Osteoarthritis (OA) is a degenerative joint disease characterized by the progressive degeneration of articular cartilage, leading to pain, stiffness, and loss of joint function. The pathogenesis of OA involves multiple factors, including increased intracellular reactive oxygen species (ROS), enhanced chondrocyte apoptosis, and disturbances in cartilage matrix metabolism. These processes contribute to the breakdown of the extracellular matrix (ECM) and the loss of cartilage integrity, ultimately resulting in joint damage and dysfunction. RNA interference (RNAi) therapy has emerged as a promising approach for the treatment of various diseases, including hATTR and acute hepatic porphyria. By harnessing the natural cellular machinery for gene silencing, RNAi allows for the specific inhibition of target genes involved in disease pathogenesis. In the context of OA, targeting key molecules such as matrix metalloproteinase-13 (MMP13), which plays a critical role in cartilage degradation, holds great therapeutic potential.

Conclusion

In summary, the injectable hydrogel containing siMMP13, endowed with anti-ROS and anti-apoptotic properties, may represent an effective therapeutic strategy for osteoarthritis in the future.

Results

In this study, we developed an innovative therapeutic approach for OA using a combination of liposome-encapsulated siMMP13 and NG-Monomethyl-L-arginine Acetate (L-NMMA) to form an injectable hydrogel. The hydrogel served as a delivery vehicle for the siMMP13, allowing for sustained release and targeted delivery to the affected joint. Experiments conducted on destabilization of the medial meniscus (DMM) model mice demonstrated the therapeutic efficacy of this composite hydrogel.
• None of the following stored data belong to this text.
PR #1193, opened 2023-02-16
feat: Support workload identity

### LINKED ISSUE #1138: Add support for Workload Identity

 - A customer using ARO wants to spin up an OpenShift cluster with "az aro create" without needing additional input, i.e. without the need for an AD account or service principal credentials, and the identity used is never visible to the customer and cannot appear in the cluster.
 
 - As an administrator, I want to deploy OpenShift 4 and run Operators on Azure using access controls (IAM roles) with temporary, limited privilege credentials.

CSI Driver should support identity federation to enable workload identities, similar work is currently WIP in [cluster-api-provider-azure](https://github.com/kubernetes-sigs/cluster-api-provider-azure/pull/2814/files#diff-8f168651958e0a88d9402ac98e3b8764c9a4b54d29de8284def5e2c9070dd11bR280).

In order to use identity federation the driver has to be updated to use azidentity instead of autorest/adal.

Alternatively, if we can't migrate the driver to azidentity, OpenShift Operators might use OIDC sidecar as a short term solution: https://learn.microsoft.com/en-us/azure/aks/workload-identity-overview#how-to-migrate-to-workload-identity

**Additional context**

OpenShift Enhancement: https://github.com/openshift/enhancements/blob/40aac25619eb2e1bd2fb55a90bdcdddf7d7346e2/enhancements/cloud-integration/azure/azure-workload-identity.md

cvvz:
**What type of PR is this?**
/kind feature

Fixes #1138

**Requirements**:
  
- [ ] includes documentation
- [ ] adds unit tests

**Release note**:
```
none
```


cvvz:
workload identity failed to inject to csi driver when csi driver was deployed in `kube-system` namespace. @karataliu is confirming.

charts/latest/azurefile-csi-driver/templates/csi-azurefile-controller.yaml
```diff
@@ -193,6 +193,16 @@ spec:
...
+            - name: AZURE_CLIENT_ID
+              value: {{ .Values.workloadIdentity.clientID }}
+            - name: AZURE_TENANT_ID
+              value: {{ .Values.workloadIdentity.tenantID }}
+            - name: AZURE_FEDERATED_TOKEN_FILE
+              value: /var/run/secrets/tokens/azure-identity-token
+            - name: AZURE_AUTHORITY_HOST
+              value: https://login.microsoftonline.com/
+{{- end }}
             - name: AZURE_CREDENTIAL_FILE
```
primeroz, line 206: `else` AZURE_CREDENTIAL_FILE ?

charts/latest/azurefile-csi-driver/templates/csi-azurefile-controller.yaml
```diff
@@ -193,6 +193,16 @@ spec:
             timeoutSeconds: 10
             periodSeconds: 30
           env:
+{{- if and .Values.workloadIdentity.clientID .Values.workloadIdentity.tenantID}}
```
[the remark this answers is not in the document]
cvvz: We won't rely on Azure Workload Identity Webhook to inject the environment variables

charts/latest/azurefile-csi-driver/templates/csi-azurefile-controller.yaml
primeroz: :+1:

charts/latest/azurefile-csi-driver/templates/csi-azurefile-controller.yaml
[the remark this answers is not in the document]
primeroz: :+1:

charts/latest/azurefile-csi-driver/templates/csi-azurefile-controller.yaml
```diff
@@ -227,6 +242,16 @@ spec:
...
           resources: {{- toYaml .Values.controller.resources.azurefile | nindent 12 }}
       volumes:
+{{- if and .Values.workloadIdentity.clientID .Values.workloadIdentity.tenantID}}
+        - name: azure-identity-token
+          projected:
+            defaultMode: 420
+            sources:
+            - serviceAccountToken:
+                audience: api://AzureADTokenExchange
+                expirationSeconds: 3600
```
andyzhangx, line 252: need to check when token expire, how does this driver do refresh token? is it automatic?

charts/latest/azurefile-csi-driver/templates/csi-azurefile-controller.yaml
```diff
@@ -193,6 +193,16 @@ spec:
...
           env:
+{{- if and .Values.workloadIdentity.clientID .Values.workloadIdentity.tenantID}}
+            - name: AZURE_CLIENT_ID
+              value: {{ .Values.workloadIdentity.clientID }}
+            - name: AZURE_TENANT_ID
+              value: {{ .Values.workloadIdentity.tenantID }}
+            - name: AZURE_FEDERATED_TOKEN_FILE
+              value: /var/run/secrets/tokens/azure-identity-token
+            - name: AZURE_AUTHORITY_HOST
+              value: https://login.microsoftonline.com/
```
andyzhangx, line 204: this is the global setting, what if not set? and also need to support sovereign cloud.

andyzhangx:
cc @RomanBednar for this PR, let me know if you have any concern.

andyzhangx:
also we need to check how to enable workload identity on capz, there is a draft PR to support workload identity on CAPZ: https://github.com/kubernetes-sigs/cluster-api-provider-azure/pull/2814

charts/latest/azurefile-csi-driver/templates/csi-azurefile-controller.yaml
cvvz: According to the [official doc](https://learn.microsoft.com/en-us/azure/aks/workload-identity-overview#:~:text=It%27s%20an%20optional%20field%20that%20you%20configure%20to%20prevent%20downtime%0Acaused%20by%20errors%20during%20service%20account%20token%20refresh.%20Kubernetes%20service%20account%20token%20expiry%20isn%27t%20correlated%20with%20Azure%20AD%20tokens.%20Azure%20AD%20tokens%20expire%20in%2024%20hours%20after%20they%27re%20issued.), it will be automatically refreshed. Application Pod don't need to do anything.

andyzhangx: but we are using old adal lib, will that token be refreshed after 24 hrs?

cvvz: You are right, although the token was refreshed, the client won't refresh its Authorizer header and encountered authentication error, I will take a look at it.

cvvz: adal lib do have the mechanism that will refresh the token after it expired. However there is a bug that will trigger this error under certain circumstances. I've filed a [PR](https://github.com/Azure/go-autorest/pull/719) to fix it, hopefully it can be merged before end-of-life.

charts/latest/azurefile-csi-driver/templates/csi-azurefile-controller.yaml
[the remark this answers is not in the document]
abutcher: :+1: We won't rely on the webhook either because we [set the env vars on the azurefile deployment as read from a secret](https://github.com/openshift/azure-file-csi-driver-operator/blob/994c32c927a69df33f83aed440cc150e8d270341/assets/controller.yaml#L54-L64). I think this will align with our implementation since we can just extend this to set `AZURE_FEDERATED_TOKEN_FILE` & `AZURE_TENANT_ID` which will mean that the workload identity extension will be used instead of service principal.

RomanBednar:
> cc @RomanBednar for this PR, let me know if you have any concern.

Thank you @andyzhangx and @cvvz for the PR. The proposed changes look great for the purposes of our storage operator I believe. We don't use helm to deploy the driver but we can implement something similar.

RomanBednar:
@cvvz I gave it a bit more thought and believe it would be much cleaner for deployments and enabling/disabling workload identity authentication feature if the auth lib could also decide about the method used based on cloud config. Keeping the env variables for the sake of webhook is still ok - we could have both.

It makes sense for us in OpenShift enhancement but I'd like you to weight in on that. Here's the enhancement discussion: https://github.com/openshift/enhancements/pull/1301#discussion_r1135195873

cvvz:
@RomanBednar It seems good to me to support federated workload identity in cloud auth config, which is a CCO scope configuration. And we should still keep using the env variables and webhook in csi driver, since some users may want to configure workload identity separately.

cvvz:
Hi, @RomanBednar I just checked again, and I think we already support workload identity based on cloud config in this PR. 

You can set `aadClientId`, `tenantId`, `aadFederatedTokenFile`, and `useFederatedWorkloadIdentityExtension` in auth config file, which will eventually be parsed as [AzureAuthConfig](https://github.com/kubernetes-sigs/cloud-provider-azure/blob/master/pkg/provider/config/azure_auth.go#L50-L81), and don't set any env, so the configuration won't be overwrited.

RomanBednar:
> You can set `aadClientId`, `tenantId`, `aadFederatedTokenFile`, and `useFederatedWorkloadIdentityExtension` in auth config file

Ah I see, initially I misunderstood the config parsing, thanks for pointing that out! @cvvz

charts/latest/azurefile-csi-driver/values.yaml
```diff
@@ -253,3 +253,9 @@ windows:
               operator: NotIn
               values:
                 - virtual-kubelet
+
+workloadIdentity:
```
andyzhangx, line 257: pls also add parameter description into https://github.com/kubernetes-sigs/azurefile-csi-driver/tree/master/charts

andyzhangx (approved):
pls squash all commits, thanks.

PR #1363, opened 2023-08-14
feat(helm) Allow setting an alternate name of the configmap for the azure credential path

mtougeron:
**What type of PR is this?**

/kind feature

This allows setting an name for the azure credential configmap. This allows this chart and the `azuredisk-csi-driver` chart to not conflict with each other over the name of the configmap (associated PR https://github.com/kubernetes-sigs/azuredisk-csi-driver/pull/1935). This is important for a GitOps workflow where we don't want an order of operations dependency between these two charts.

We install these charts via a wrapper chart that installs the additional configmap manifest with the appropriate config information. However, both charts cannot contain that extra manifest or Argo CD would create warnings that more than 1 chart owns the configmap. This means that the azuredisk and azurefile wrapper charts would need to install the configmap with different names.

Otherwise, if only one of the two wrapper charts installed the additional manifest, there would be an order of operations dependency on the two charts. This creates additional complexity that Argo CD does not have a mechanism to handle.

Fixes # n/a

**Requirements**:
- [x] includes documentation
- [n/a] adds unit tests

**Release note**:
```
Allow setting an alternate name of the configmap for the azure credential path in the helm chart
```


adriananeci (commented):
/lgtm

mtougeron:
flake on the test `net/http: TLS handshake timeout`

/test pull-azurefile-csi-driver-e2e-migration-windows

mtougeron:
I'm not seeing anything related to my PR in these errors. The manifest is rendering properly as expected. Going to retest.

/retest-required

andyzhangx (approved):
/lgtm

PR #1634, opened 2023-12-21
Refactor: remove grpc wrapper

MartinForReal:
**What type of PR is this?**
/kind cleanup

Refactor: remove grpc wrapper

Fixes #

**Requirements**:
  
- [ ] includes documentation
- [x] adds unit tests

**Release note**:
```
none
```


pkg/azurefile/azurefile.go
```diff
@@ -407,10 +410,29 @@ func (d *Driver) Run(endpoint, kubeconfig string, testBool bool) {
 	}
 	d.AddNodeServiceCapabilities(nodeCap)
 
-	s := csicommon.NewNonBlockingGRPCServer()
-	// Driver d act as IdentityServer, ControllerServer and NodeServer
-	s.Start(endpoint, d, d, d, testBool)
-	s.Wait()
+	//setup grpc server
+	opts := []grpc.ServerOption{
```
andyzhangx, line 414: what's the intention for this?
why not wrap `NewNonBlockingGRPCServer` to make logic more clear?

MartinForReal: the wrapper is not shared among csi projects. 
It is only referred by main once. 
The wrapper doesn't introduce any extra function which grpc server provides.

MartinForReal: Also, we don't need to add any code for test purposes. the metrics related code can be put to one place. 
and the line of code decreased. 
I think this will make the code clearer.

pkg/azurefile/azurefile.go
```diff
@@ -407,10 +410,29 @@ func (d *Driver) Run(endpoint, kubeconfig string, testBool bool) {
...
+	listener, err := csicommon.ListenEndpoint(endpoint)
+	if err != nil {
+		klog.Fatalf("failed to listen endpoint: %v", err)
+	}
+	go func() {
+		<-ctx.Done()
+		d.server.GracefulStop()
+	}()
+	if err = d.server.Serve(listener); errors.Is(err, grpc.ErrServerStopped) {
+		klog.Infof("gRPC server stopped serving")
```
andyzhangx, line 432: why not return error here? for ut pass?

MartinForReal: If the context expired/closed, the grpc server will return ErrServerStopped, I don't think it is an error. Because it is an expected behavior

andyzhangx: ok, can you add a comment for this? and pls check whether it's possible to wrap logic from L413-L434 (similar to existing code), that would make logic more clear and make it possible to write ut for such code change.

andyzhangx: wait, this `Run` function should never stop,  and also don't need to return error since this func never stops

MartinForReal: yes. it will block until the server stops.

MartinForReal: I believe this is covered in pkg/azurefile/azurefile_test.go https://github.com/kubernetes-sigs/azurefile-csi-driver/blob/bd8e20bf5a8721088ed8fce0fceb17ab5d243617/pkg/azurefile/azurefile_test.go#L1019-L1106

andyzhangx (approved):
/lgtm

PR #62, opened 2015-02-10
Add xml report generation support to xunit runner.

alexperovich:
This change adds the ability to create an xml report when running xunit.
The package changes are required because System.IO.FileStream has a dependency on System.Threading.ThreadPool


eatdrinksleepcode:
LGTM

weshaggard:
LGTM
cc @bartonjs as an FYI

PR #66, opened 2015-02-12
Split the Microsoft.DotNet.TestHost into 2 packages.

AlexGhiondea:
One that will match the package produced from CoreCLR and one that will contain the additional assemblies required but not produced from the CoreCLR repo


AlexGhiondea:
Note: This change should be merged only after @jhendrixMSFT change.

weshaggard:
@dotnet-bot test this please

src/nuget/Microsoft.DotNet.BuildTools.nuspec
```diff
@@ -2,7 +2,7 @@
 <package>
   <metadata minClientVersion="2.8.1">
     <id>Microsoft.DotNet.BuildTools</id>
-    <version>1.0.25-prerelease</version>
+    <version>1.0.26-prerelease</version>
```
weshaggard: Please revert this part of the change as it isn't needed any longer.

PR #69, opened 2015-02-12
Fix publishing of NuGet packages.

jhendrixMSFT:
The original testing performed was against a private feed which didn't
require an API key.  For public feeds we need to provide an API key.
I've added a new property SourceAPIKey where this is specified.


weshaggard:
Looks like our CI is still failing with the same issue you already fixed. It does work for me locally so perhaps there is something else wrong or we need to reset the CI somehow.

As for the change it looks good to me. I'm assuming that is one of the parameters you need to pass at the command line to publish an updated package, but I will way for those instructions offline.

jhendrixMSFT:
test this please

PR #71, opened 2015-02-12
Build log filename variable

jthelin-microsoft:
- Set name of build log file and build project file into env variable so
they are more easily discoverable in the log file, and only defined
once.
- Fix URL for .NET Developer Guide and minor typo in comments.

### DIFF
--- a/build.cmd
+++ b/build.cmd
@@ -3,21 +3,23 @@ setlocal
 
 :: Note: We've disabled node reuse because it causes file locking issues.
 ::       The issue is that we extend the build with our own targets which
-::       means that that rebuilding cannot successully delete the task
+::       means that that rebuilding cannot successfully delete the task
 ::       assembly. 
 
 :: Check prerequisites
 if not defined VS120COMNTOOLS (
     if not defined VS140COMNTOOLS (
         echo Error: build.cmd should be run from a Visual Studio 2013 or 2015 Command Prompt.  
-        echo        Please see https://github.com/dotnet/corefx/wiki/Developer%%20Guide for build instructions.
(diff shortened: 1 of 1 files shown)


weshaggard:
Thanks @jthelin-microsoft while the change looks good to me I'm curious what prompted you to make the env variable changes? How does this make them more discoverable in the log file? Don't you already need to know the log file to discover what is in it :)

jthelin-microsoft:
If your build is running on a remote build server somewhere in the cloud, you will often see the contents of the build log (for example Jenkins-CI web page) without opening the log file directly. 

If [or more likely when!] you have to log in to the build server to diagnose a tricky build failure, it is very useful to be able to quickly find that log file and associated build artifacts on disk.

This is especially true if your build server handles multiple build definitions from multiple projects, all with very similar but subtly different directory path locations, like our internal tfs servers currently do.

jthelin-microsoft:
And the "only defined once" bit is quite useful too ;)

weshaggard:
More interesting to me is the actual build command line which we are also putting into the log which is why we call the build target twice once with echo and once without. However I'm also perfectly fine with having them be in environment variables assuming your CI system or logs are capturing those. As for the duplication it isn't really bad in this build.cmd it is a little worse in the build.cmd in our corefx repo so feel free to submit a PR with an update for that one as well (assuming you are doing work with that repo as well, which I assume you are otherwise I'm not sure why you are using our build tools :))

jthelin-microsoft:
Yes, seeing the full exact command line that is being executed makes things so much easier too!

Equivalent change submitted to fxcore as well, as you suggested: https://github.com/dotnet/corefx/pull/762

PR #73, opened 2015-02-12
Remove the SourceAPIKey property.

jhendrixMSFT:
Providing the API key as a property exposes the key via the build
definition and build logs which is a security risk.  We will configure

Treatment with the hydrogel significantly inhibited the degradation of cartilage matrix, as evidenced by histological analysis showing preserved cartilage structure and reduced loss of proteoglycans. Moreover, the hydrogel effectively suppressed intracellular ROS accumulation in chondrocytes, indicating its anti-oxidative properties. Furthermore, it attenuated chondrocyte apoptosis, as demonstrated by decreased levels of apoptotic markers.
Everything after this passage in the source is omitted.